# What's an "R21"?



## ThomasM (Jul 20, 2007)

I happened to be browsing around my local Best Buy the other day and happened upon the DirecTV display. I noticed that they had a goodly selection of R22-100's in stock so I picked one up and read the information printed on the box. There was a chart listing the various receivers along with their features.

The highlighted selection for this receiver said "R21"!! It also said that it had a 250Gb HDD and featured "100 hours of SD recording capacity".

What gives? Did they print these boxes long before the R22 was released, OR IS THIS INFO ACCURATE???

Has anyone purchased an R22-100 from Best Buy (or any retail store) and if so what is the recording capacity?

The reason I'm so nosy is that a friend of mine is considering getting DirecTV and I want that referral fee but not if I'm going to get yelled at!!


----------



## RobertE (Jun 10, 2006)

Was this on the actual product box or on BB's product tag? BB has be awful about having correct model and product specs on DirecTv stuff.


----------



## Stuart Sweet (Jun 19, 2006)

Agreed... We're probably talking about an R22 here.


----------



## Jhon69 (Mar 28, 2006)

RobertE said:


> Was this on the actual product box or on BB's product tag? BB has be awful about having correct model and product specs on DirecTv stuff.

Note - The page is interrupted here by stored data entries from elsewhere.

PR #1604, opened 2025-10-02
Fixed explorer links not working in transactions tables

iuliacimpeanu:
### Issue
Receiver shard link and transaction value link were not directing to explorer.

### Contains breaking changes

- [x] No
- [ ] Yes

### Updated CHANGELOG

- [ ] No
- [x] Yes

### Testing

- [x] User testing
- [ ] Unit tests


src/controllers/TransactionsTableController/TransactionsTableController.ts
```diff
@@ -39,6 +39,14 @@ export class TransactionsTableController {
       })
     );
 
+    const getExplorerUrl = (relativePath?: string) => {
```
arhtudormorar, line 42: it's strange to have an optional argument that makes the function return undefined if not provided

PR #1607, opened 2025-10-06
Added ability to bypass sender validation for specific origins in `checkIsValidSender`

razvantomegea:


arhtudormorar (approved):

Exactly just look at BB description of the R22 on their website.


----------



## ThomasM (Jul 20, 2007)

This was NOT Best Buy's information (which is usually wrong just like what their salespeople tell you about DirecTV-the one I encountered said it would be "mine" and the $99 was the PURCHASE PRICE) Buzz! Wrong!

The info I described was on the actual glossy printed box the R22 was in. The only indication that it WAS an R22 was a barcoded sticker on the box listing the RID, CAM, and serial number. It also said "R22-100". Since my last post, I visited a local Circuit City store, and they have the exact same units in stock WITH THE SAME INFO PRINTED ON THE BOX.

So, did anyone actually PURCHASE one of these units? If so, what is it and how many SD hours can you record? I wonder if it really does have a 250 Gb HDD...


----------



## harsh (Jun 15, 2003)

If you go with DIRECTV, there's a pretty good chance that you'll get an R16 and you probably don't want to go there. Paying the lease entry fee at the B&M is the best (only?) way to insure you don't get an R16.


----------



## D_Thomas (Jul 5, 2002)

harsh said:


> If you go with DIRECTV, there's a pretty good chance that you'll get an R16 and you probably don't want to go there. Paying the lease entry fee at the B&M is the best (only?) way to insure you don't get an R16.


Thanks for the info. I moved my post since it didn't really apply to the R21 thread. But I did read and appreciate your reply.


----------



## Jhon69 (Mar 28, 2006)

ThomasM said:


> This was NOT Best Buy's information (which is usually wrong just like what their salespeople tell you about DirecTV-the one I encountered said it would be "mine" and the $99 was the PURCHASE PRICE) Buzz! Wrong!
> 
> The info I described was on the actual glossy printed box the R22 was in. The only indication that it WAS an R22 was a barcoded sticker on the box listing the RID, CAM, and serial number. It also said "R22-100". Since my last post, I visited a local Circuit City store, and they have the exact same units in stock WITH THE SAME INFO PRINTED ON THE BOX.
> 
> So, did anyone actually PURCHASE one of these units? If so, what is it and how many SD hours can you record? I wonder if it really does have a 250 Gb HDD...


The only one I know that has a 250GB HDD is my HR10-250.But it's still listed as being able to record 200 hours SD programming.:sure:

The R22's have a 320GBHDD.:sure:


----------



## Mertzen (Dec 8, 2006)

On the product box for R22 there is/was a mention of R21. Never was released though. Maybe typo or mix up.


----------